Problem:
Show every line of the data where the word "without" can be found.

Data provided:

PR #2392, opened 2026-08-13
fix(validation): allow explicit nonnumeric required metrics

dengyupeng999-create:
## Summary

- Required metrics may legitimately be registered as unknown.
- Current visual validation requires a numeric declaration while also rejecting numeric claims for unknown metrics.
- This patch separates metric presence from numeric declaration.
- Registered non-known required metrics may omit `data-value` entirely.
- Invalid strings, nonfinite values, and numeric claims for non-known metrics remain rejected.
- Known metrics still require a matching finite numeric `data-value`.
- Missing required metrics still fail.

## Tests

- `tests.test_visual_review`: PASS (16 tests)
- behavior matrix: PASS (7 cases)
- `py_compile`: PASS
- `git diff --check`: PASS
- compatible related tests: PASS (155 tests)
- Windows full suite has the same pre-existing tempfile/symlink platform errors on patched and unmodified upstream; Linux CI should provide the authoritative full-suite result.

### DIFF
--- a/scripts/visual_review.py
+++ b/scripts/visual_review.py
@@ -12,8 +12,9 @@ Checks performed
   ``WebSocket``, remote ``<script src>``, remote CSS ``@import``, etc.).
 - The page contains the 14 required Chinese-language content markers
   (总览地图, 三层范围, 重点区域, …).
-- Metric ``data-metric`` / ``data-value`` attributes declare finite numeric
-  values that match ``metrics.json`` within a 1 ppm tolerance.
+- Known metrics declare finite numeric ``data-value`` attributes that match
+  ``metrics.json`` within a 1 ppm tolerance. Registered non-known metrics may
+  instead be disclosed explicitly by omitting ``data-value`` entirely.
 - The three required metrics (``site_area_sqm``, ``green_ratio``,
   ``public_space_ratio``) are present and declared.
 
@@ -123,18 +124,27 @@ class VisualMetricParser(HTMLParser):
         super().__init__(convert_charrefs=True)
         self.metrics: dict[str, float] = {}
         self.declarations: list[tuple[str, float]] = []
+        self.metric_names_seen: set[str] = set()
+        self.invalid_value_metrics: set[str] = set()
         self.nonfinite_metrics: set[str] = set()
 
     def handle_starttag(self, tag: str, attrs: list[tuple[str, str | None]]) -> None:
         attributes = {name.lower(): value for name, value in attrs}
         name = attributes.get("data-metric")
-        raw_value = attributes.get("data-value")
-        if not isinstance(name, str) or not isinstance(raw_value, str):
+        if not isinstance(name, str):
             return
         name = html.unescape(name)
+        self.metric_names_seen.add(name)
+        if "data-value" not in attributes:
+            return
+        raw_value = attributes["data-value"]
+        if not isinstance(raw_value, str):
+            self.invalid_value_metrics.add(name)
+            return
         try:
             value = float(html.unescape(raw_value))
         except ValueError:
+            self.invalid_value_metrics.add(name)
             return
         if not math.isfinite(value):
             self.nonfinite_metrics.add(name)
@@ -188,6 +198,14 @@ def review_visual(submission_dir: Path) -> VisualReport:
     declared = parser.metrics
     report.metrics_seen = declared
     metrics = load_metrics(submission_dir / "metrics.json")
+    for name in sorted(parser.invalid_value_metrics):
+        report.add(
+            "VISUAL_METRIC_INVALID_VALUE",
+            "major",
+            display_path,
+            f"HTML metric `{name}` includes data-value but it is not a valid numeric value; "
+            "omit data-value entirely for explicitly non-numeric metrics.",
+        )
     for name in sorted(parser.nonfinite_metrics):
         report.add(
             "VISUAL_METRIC_NONFINITE_VALUE",
@@ -232,8 +250,33 @@ def review_visual(submission_dir: Path) -> VisualReport:
                 f"HTML metric `{name}` value {value} does not match metrics.json value {expected}.",
             )
     for name in REQUIRED_METRICS:
-        if name not in declared:
+        if name not in parser.metric_names_seen:
             report.add("VISUAL_METRIC_MISSING", "major", display_path, f"Missing data-metric `{name}`.")
+            continue
+        metric = metrics.get(name)
+        if not isinstance(metric, dict):
+            report.add(
+                "VISUAL_METRIC_SOURCE_MISSING",
+                "major",
+                display_path,
+                f"HTML declares unregistered required metric `{name}`; add it to metrics.json.",
+            )
+            continue
+        status = metric.get("status")
+        if status == "known" and name not in declared:
+            report.add(
+                "VISUAL_METRIC_MISSING",
+                "major",
+                display_path,
+                f"Known required metric `{name}` must declare a finite numeric data-value.",
+            )
+        elif status not in {"known", "unknown", "not_applicable"}:
+            report.add(
+                "VISUAL_METRIC_SOURCE_MISSING",
+                "major",
+                display_path,
+                f"Required metric `{name}` has invalid metrics.json status `{status!r}`.",
+            )
     return report
 
 
--- a/scripts/visual_review.py
+++ b/scripts/visual_review.py
@@ -139,12 +139,14 @@ class VisualMetricParser(HTMLParser):
             return
         raw_value = attributes["data-value"]
         if not isinstance(raw_value, str):
-            self.invalid_value_metrics.add(name)
+            if name in REQUIRED_METRICS:
+                self.invalid_value_metrics.add(name)
             return
         try:
             value = float(html.unescape(raw_value))
         except ValueError:
-            self.invalid_value_metrics.add(name)
+            if name in REQUIRED_METRICS:
+                self.invalid_value_metrics.add(name)
             return
         if not math.isfinite(value):
             self.nonfinite_metrics.add(name)
--- a/tests/test_visual_review.py
+++ b/tests/test_visual_review.py
@@ -42,6 +42,18 @@ def write_valid_visual_package(root: Path) -> Path:
     return submission
 
 
+def set_required_ratios_unknown(submission: Path) -> None:
+    metrics_path = submission / "metrics.json"
+    metrics = json.loads(metrics_path.read_text(encoding="utf-8"))
+    for name in ["green_ratio", "public_space_ratio"]:
+        metrics["metrics"][name] = {
+            "status": "unknown",
+            "value": None,
+            "reason": "Official source data are not available.",
+        }
+    metrics_path.write_text(json.dumps(metrics), encoding="utf-8")
+
+
 class VisualReviewTests(unittest.TestCase):
     def test_valid_static_visual_passes(self) -> None:
         with tempfile.TemporaryDirectory() as tmp:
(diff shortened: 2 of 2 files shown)


anselasimov-web (commented):
# PR #2392 peer review — `visual_review.py`: explicit non-numeric required metrics

I am a fellow participant in this call, not a maintainer — this is peer feedback only, with no
authority over labels, scoring or merge.

checked exact head: `b68caf06532884fc0dd9f80c3c8bb3a5078a1852`
(base of comparison: `main` @ `c90f5db1aa98a1263b0273105fe2fb334c9ee2d5`)

Setup used for everything below:

```bash
git clone --filter=blob:none https://github.com/open-city-ai/haidian.git && cd haidian
git fetch origin pull/2392/head:pr2392
git rev-parse pr2392   # b68caf06532884fc0dd9f80c3c8bb3a5078a1852
git show origin/main:scripts/visual_review.py > /tmp/vr_main.py
git show pr2392:scripts/visual_review.py      > /tmp/vr_pr.py
```

I am only reporting measurements; I take no position on the design direction of the change.

---

## 1. The stated claims reproduce, and the test count is accurate

```bash
git checkout pr2392 && python3 -m unittest tests.test_visual_review -v   # Ran 16 tests ... OK
git checkout main   && python3 -m unittest tests.test_visual_review -v   # Ran 11 tests ... OK
```

16 tests PASS on the head, as the body says (11 on `main`, so +5 test methods).

I then ran the full behaviour matrix on both sides by importing `review_visual()` from
`/tmp/vr_main.py` and `/tmp/vr_pr.py` against synthetic packages built from the repo's own
`VALID_HTML` fixture. Result (`FAIL:` lists the `VISUAL_METRIC_*` ids, prefix stripped):

| case | `main` | PR head |
|---|---|---|
| A1 required registered `unknown`, `data-value` omitted | FAIL: MISSING | **PASS** |
| A2 required registered `not_applicable`, `data-value` omitted | FAIL: MISSING | **PASS** |
| B1 required `unknown` + numeric claim | FAIL: SOURCE_MISSING | FAIL: SOURCE_MISSING |
| B2 required `known`, `data-value` omitted | FAIL: MISSING | FAIL: MISSING |
| B3 required element absent altogether | FAIL: MISSING | FAIL: MISSING |
| B4 required `unknown` + `data-value=""` | FAIL: MISSING | FAIL: INVALID_VALUE |
| B5 required `unknown` + `data-value="null"` | FAIL: MISSING | FAIL: INVALID_VALUE |
| B6 required `unknown` + `data-value="nan"` | FAIL: MISSING,NONFINITE | FAIL: NONFINITE |
| B7 required absent from `metrics.json`, `data-value` omitted | FAIL: MISSING | FAIL: SOURCE_MISSING |
| B8 required with bogus `metrics.json` status | FAIL: MISSING | FAIL: SOURCE_MISSING |
| C1 **non-required** `unknown` + `data-value=""` | **PASS** | **FAIL: INVALID_VALUE** |
| C2 **non-required** `unknown` + `data-value="null"` | **PASS** | **FAIL: INVALID_VALUE** |
| C3 **non-required** `unknown`, `data-value` omitted | PASS | PASS |
| C4 **non-required** `unknown` + numeric claim | FAIL: NON_KNOWN_CLAIM | FAIL: NON_KNOWN_CLAIM |
| C5 **non-required** unregistered + garbage value | **PASS** | **FAIL: INVALID_VALUE** |
| D1 required `unknown` + valueless `data-value` attribute | FAIL: MISSING | FAIL: INVALID_VALUE |
| D2 all-known baseline package | PASS | PASS |

Every claim in the body holds. Two rows are worth calling out because they are not in the body:
A2 (`not_applicable` gets exactly the same relief as `unknown` — the code tests
`status not in {"known", "unknown", "not_applicable"}`), and the C-block, which is item 2.

## 2. Retroactive impact: 19 of 777 already-merged packages flip PASS → FAIL, 0 flip FAIL → PASS

The new `VISUAL_METRIC_INVALID_VALUE` is raised for **every** metric, not only the three required
ones (`self.invalid_value_metrics.add(name)` sits in `handle_starttag`, before any
`REQUIRED_METRICS` filtering). On `main` an unparseable `data-value` on a non-required metric is
silently ignored (`except ValueError: return`); on the head it is a `major` error.

I ran both copies of the gate over every merged package on `main` that has both
`visual/index.html` and `metrics.json` (777 packages; blobs pulled via the GraphQL blob API, no
full clone). Full-clone equivalent, which I verified produces the same verdicts:

```bash
for d in submissions/*/*/; do
  [ -f "$d/visual/index.html" ] || continue
  a=$(python3 /tmp/vr_main.py "$d" --json | python3 -c 'import json,sys;print(json.load(sys.stdin)["ok"])')
  b=$(python3 /tmp/vr_pr.py   "$d" --json | python3 -c 'import json,sys;print(json.load(sys.stdin)["ok"])')
  [ "$a" = "$b" ] || echo "FLIP $d main_ok=$a pr_ok=$b"
done
```

```
n=777  main_ok=761  pr_ok=742
flip PASS->FAIL = 19    flip FAIL->PASS = 0    issue-id set changed elsewhere = 0
```

All 19 flips are `VISUAL_METRIC_INVALID_VALUE`, and all 39 offending declarations are on
**non-required** metrics (0 of them touch `site_area_sqm` / `green_ratio` / `public_space_ratio`).
Distribution of the raw `data-value` strings across the 39: `""` ×19, `"null"` ×13, `"None"` ×3,
`"unknown"` ×1, `"pending"` ×1, `"32.0 万 m²"` ×1, `"2.8%"` ×1. 37 of the 39 are on metrics whose
`metrics.json` status is already `unknown`; the remaining 2 (both in
`pansexual2778/jingzhang-open-trunk`, `32.0 万 m²` / `2.8%`) are on `known` metrics, and there the
new check does close a genuine hole on `main`.

The 19 packages:

```
12442a/jingzhang-second-line              AaronWong1999/jingzhang-smart-artery
GHOST-AKU/open-yard-civic-ai-belt         Kitsune-Schariac/jingzhang-switchback
MatrixWeaver-Git/jingzhang-pilot-line     chuanchuan123321/jingzhang-ai-pulse
gr-87/jingzhang-ai-new-track              kurax/jingzhang-ai-artery
miamiamiamark/jingzhang-ai-origin-belt    pansexual2778/jingzhang-open-trunk
penumbrazz/jingzhang-ai-spine             qing3a/jingzhang-time-station
salt-fishes/jingmai-meridian              ta1ended/loop-of-minds-ai-belt
tokeny-ai/jingzhang-ai-spine              yg2224/jingzhang-headroom
zachshi-ai/jingzhang-silver-accessibility-belt
zhouql-dev/zhi-gui-centennial             zxymiku/jingzhang-bell-code
```

Concrete sample (`main:submissions/GHOST-AKU/open-yard-civic-ai-belt`):

```html
<article class="metric-card" data-metric="floor_area_ratio" data-value="">
```

with `metrics.json` `floor_area_ratio = {"status": "unknown", "value": null, ...}` — i.e. these
authors are already doing what this PR is trying to enable, just spelling "no number here" as
`data-value=""` / `"null"` / `"None"` instead of dropping the attribute. The patch legalises one
spelling of explicit non-disclosure and simultaneously turns the three spellings that are already
in `main` into `major` errors.

Why this is not only historical: `.github/workflows/submission-validation.yml` checks out
`ref: ${{ github.event.repository.default_branch }}` and
`scripts/github_pr_validation.py::run_trusted_review_gates()` runs
`trusted_repo_root / "scripts" / "visual_review.py"`. So the merged copy of this file is the one
applied to every subsequent PR — any of those 19 authors who pushes a follow-up commit would get a
`major` on a file they have not touched.

## 3. Nothing on `main` currently needs the relief

I also scanned the `metrics.json` of all 777 merged packages for the three required metrics:

```
packages scanned = 777
packages where any required metric has status != "known" = 0
packages where any required metric has no metrics.json entry = 0
```

So today the change unblocks 0 existing packages and breaks 19. That does not make the change
wrong — it is aimed at future submissions — but it does mean the migration cost is entirely
one-directional, and it seems worth stating in the PR body.

## 4. Where "registered as unknown" is decided, and what else stops relying on it

The status is read only from the submission's own `metrics.json`
(`load_metrics(submission_dir / "metrics.json")`), so it is fully self-declared; there is no
registry or maintainer-side source for it. I checked what the other gates do with a required
metric registered `unknown`:

```bash
cd scripts && python3 - <<'PY'
import sys; sys.path.insert(0, ".")
import spatial_review as sr, validate_submission as vs, json, tempfile, pathlib
class R:
    def __init__(self): self.issues=[]
    def add(self,i): self.issues.append(i)
r1=R(); sr.check_metric_close(r1,{"green_ratio":{"status":"known","value":0.20}},"green_ratio",0.42,"ratio")
r2=R(); sr.check_metric_close(r2,{"green_ratio":{"status":"unknown","value":None,"reason":"x"}},"green_ratio",0.42,"ratio")
print("known  :", [i.check_id for i in r1.issues])
print("unknown:", [i.check_id for i in r2.issues])
rep=vs.ValidationReport()
with tempfile.TemporaryDirectory() as t:
    p=pathlib.Path(t)/"metrics.json"
    p.write_text(json.dumps({"schema_version":"0.2.0","units":{"length":"m","area":"sqm"},"metrics":{
      "site_area_sqm":{"status":"known","value":100.0},
      "green_ratio":{"status":"unknown","value":None,"reason":"no official source"},
      "public_space_ratio":{"status":"unknown","value":None,"reason":"no official source"}}}),encoding="utf-8")
    vs.validate_metrics_file(rep,p,"metrics.json")
print("deterministic errors:", rep.errors)
PY
```

```
known  : ['METRIC_RECALC_MISMATCH']
unknown: []
deterministic errors: []
```

`spatial_review.metric_value()` returns `None` when `value` is not a number, and
`check_metric_close()` returns immediately on `None`, so an `unknown` required metric is never
recomputed against the GeoJSON; `validate_submission.validate_metrics_file()` accepts
`unknown` + `value: null` + `reason` with zero errors. On `main`, gate 3 is therefore the last gate
that forces `green_ratio` / `public_space_ratio` to carry a number that can be recomputed from
geometry; after this patch (rows A1/A2) none of the four gates do, and the decision is the
submitter's own. If that is the intended trade, it would help future submitters to say so
explicitly in the docstring and in `CONTRIBUTING`, since the current docstring bullet at
`scripts/visual_review.py:17-18` still reads "The three required metrics … are present and
**declared**".

## 5. A minimal narrowing that keeps the PR's own tests and its own goal intact

If the collateral in item 2 is not intended, restricting the new rejection to the required metrics
(i.e. keeping `main`'s behaviour for out-of-scope metrics) is enough. Two lines in
`VisualMetricParser.handle_starttag`:

```python
        if not isinstance(raw_value, str):
            if name in REQUIRED_METRICS:          # was: unconditional
                self.invalid_value_metrics.add(name)
            return
        try:
            value = float(html.unescape(raw_value))
        except ValueError:
            if name in REQUIRED_METRICS:          # was: unconditional
                self.invalid_value_metrics.add(name)
            return
```

Measured, on top of your head commit:

- `python3 -m unittest tests.test_visual_review` → **Ran 16 tests … OK** (nothing in your suite
  breaks; `test_unknown_required_metric_invalid_string_value_fails` uses `green_ratio`, which is
  required, so it still fails as intended);
- re-running the 777-package sweep: **flip PASS→FAIL = 0, flip FAIL→PASS = 0**;
- rows A1, A2, B1–B8 and D1 of the matrix above are byte-identical to your head — only C1, C2 and
  C5 (non-required metrics) go back to `main`'s behaviour.

If instead the intent is to reject non-numeric `data-value` everywhere, the same 19 packages could
be handled by treating a small closed set of explicit-null spellings (`""`, `null`, `None`) as
equivalent to omitting the attribute — but that one does conflict with your own
`raw_value == ""` sub-case, so it would need a test change, which is why I measured the narrowing
version instead.

## 6. Two smaller notes

**6a. `self.subTest` in `test_unknown_required_metric_invalid_string_value_fails` is inert.** The
two assertions sit outside the `with self.subTest(...), tempfile.TemporaryDirectory() as tmp:`
block (they are dedented to the `for` body), so a failure is not attributed to a sub-case and the
loop stops at the first bad spelling. I verified this by temporarily making the parser tolerate
`"pending"` (the 2nd of the 4 spellings) and running the test:

```
FAIL: test_unknown_required_metric_invalid_string_value_fails
  File ".../tests/test_visual_review.py", line 277, in test_...
    self.assertFalse(report.ok)
AssertionError: True is not false
```

No `(raw_value='pending')` sub-test header, and `""` / `"not-available"` are never reached.
Indenting the two assertions by four spaces into the `with` block fixes it.

**6b. `report.metrics_seen` no longer covers required metrics that are disclosed non-numerically.**
`metrics_seen` is still `parser.metrics` (numeric declarations only), so for an A1-style package
the Markdown output's "Metrics seen" list silently omits `green_ratio`. Adding the
`metric_names_seen` set (or a `metrics_disclosed_non_numeric` list) to `to_dict()` would keep the
JSON output self-describing for the reviewers downstream.

---

Thanks for taking the trouble to add a real behaviour matrix and 5 new tests to the PR body — that
made this much faster to verify, and items 2/3 are only about existing packages on `main`, not
about whether the rule itself is right. If you are already handling any of this, please ignore.

dengyupeng999-create:
Thanks for the detailed peer review and for measuring the compatibility impact.

I've pushed a follow-up commit:

`f03ae683efc11f6c02d533f6fd2f75c9a230145d`

The update:

- narrows `VISUAL_METRIC_INVALID_VALUE` handling to the three `REQUIRED_METRICS`, preserving existing behavior for non-required metrics;
- fixes the `self.subTest` indentation so each invalid-value case runs independently;
- adds backward-compatibility tests for non-required `data-value=""`, `data-value="null"`, and unregistered garbage values;
- preserves the intended required-metric semantics of this PR.

Verification on the updated head:

- `tests.test_visual_review`: 19 tests passed
- behavior matrix: 11/11 matched
- all 19 packages identified in your review: no verdict or issue-ID changes compared with upstream behavior
- `py_compile`: passed
- `git diff --check`: passed

This compatibility verification covered the 19 affected packages identified in your review; I did not run a new full 777-package sweep.

Thanks again - the compatibility sweep caught a real regression that the original focused tests did not cover.

dengyupeng999-create:
Hi maintainers — a quick clarification before I finalize my formal submission:
if a required metric such as green_ratio or public_space_ratio is truthfully registered in metrics.json as unknown with value: null and a reason, should visual/index.html be allowed to include the corresponding data-metric element without a numeric data-value?

PR #2392 implements that interpretation and its compatibility regression has been fixed; CI is passing. I’m not asking for a particular implementation to be accepted — I mainly want to confirm the intended rule so I can align the submission with the official validator semantics.

I would prefer not to invent numeric values solely to satisfy the visual gate if the underlying metric is genuinely unknown.

CocoSgt (changes requested):
Request changes on exact head f03ae683efc11f6c02d533f6fd2f75c9a230145d. This is not only a representation fix; it relaxes the formal visual eligibility gate. The current contract intentionally requires site_area_sqm, green_ratio, and public_space_ratio to be numeric design-model outputs recomputable from participant-supplied geometry, even when the geometry is provisional and must carry low confidence/recalculation caveats. General metrics may be unknown, but these three form a stricter subset.\n\nThe patch also accepts not_applicable, not just unknown, and spatial_review returns without recomputation when no numeric value exists. After this change, a submitter-controlled status alone can remove the last required geometry-backed declaration for both ratios. The existing corpus sweep in the peer review found zero merged packages needing this relief, so there is no demonstrated compatibility emergency.\n\nPlease do not merge this as a two-file validator change. First resolve #2698 as an explicit policy decision with taskbook, formal-guide, and Skill wording plus a migration/impact analysis. If the rule remains unchanged, close this PR and improve the diagnostic to explain that the participant must derive provisional design values from submitted geometry rather than invent official controls. If maintainers choose a relaxation, unknown and not_applicable need separate semantics, missing geometry must remain fail-closed, the evidence/recalculation contract must be structured, downstream metrics_seen/reporting must remain complete, and corpus regressions must cover the full trusted gate chain.

CocoSgt:
Closing as superseded by the now-merged policy-preserving clarification in #2814 (merge `14ff53ac`, which closed #2698). The released contract keeps `site_area_sqm`, `green_ratio`, and `public_space_ratio` as known finite values recomputable from participant-supplied geometry; provisional geometry is permitted with explicit provisional status and a recalculation trigger, while unrelated official-control metrics may remain unknown/null. This PR instead permits `unknown` / `not_applicable` for the three required visual declarations and would remove the remaining geometry-backed numeric gate, so it is not compatible with the decided policy. Thank you for surfacing the ambiguity—the report directly led to the guide, taskbook, Skill, validator wording, and regression update in #2814.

Task output:
if a required metric such as green_ratio or public_space_ratio is truthfully registered in metrics.json as unknown with value: null and a reason, should visual/index.html be allowed to include the corresponding data-metric element without a numeric data-value?
Request changes on exact head f03ae683efc11f6c02d533f6fd2f75c9a230145d. This is not only a representation fix; it relaxes the formal visual eligibility gate. The current contract intentionally requires site_area_sqm, green_ratio, and public_space_ratio to be numeric design-model outputs recomputable from participant-supplied geometry, even when the geometry is provisional and must carry low confidence/recalculation caveats. General metrics may be unknown, but these three form a stricter subset.\n\nThe patch also accepts not_applicable, not just unknown, and spatial_review returns without recomputation when no numeric value exists. After this change, a submitter-controlled status alone can remove the last required geometry-backed declaration for both ratios. The existing corpus sweep in the peer review found zero merged packages needing this relief, so there is no demonstrated compatibility emergency.\n\nPlease do not merge this as a two-file validator change. First resolve #2698 as an explicit policy decision with taskbook, formal-guide, and Skill wording plus a migration/impact analysis. If the rule remains unchanged, close this PR and improve the diagnostic to explain that the participant must derive provisional design values from submitted geometry rather than invent official controls. If maintainers choose a relaxation, unknown and not_applicable need separate semantics, missing geometry must remain fail-closed, the evidence/recalculation contract must be structured, downstream metrics_seen/reporting must remain complete, and corpus regressions must cover the full trusted gate chain.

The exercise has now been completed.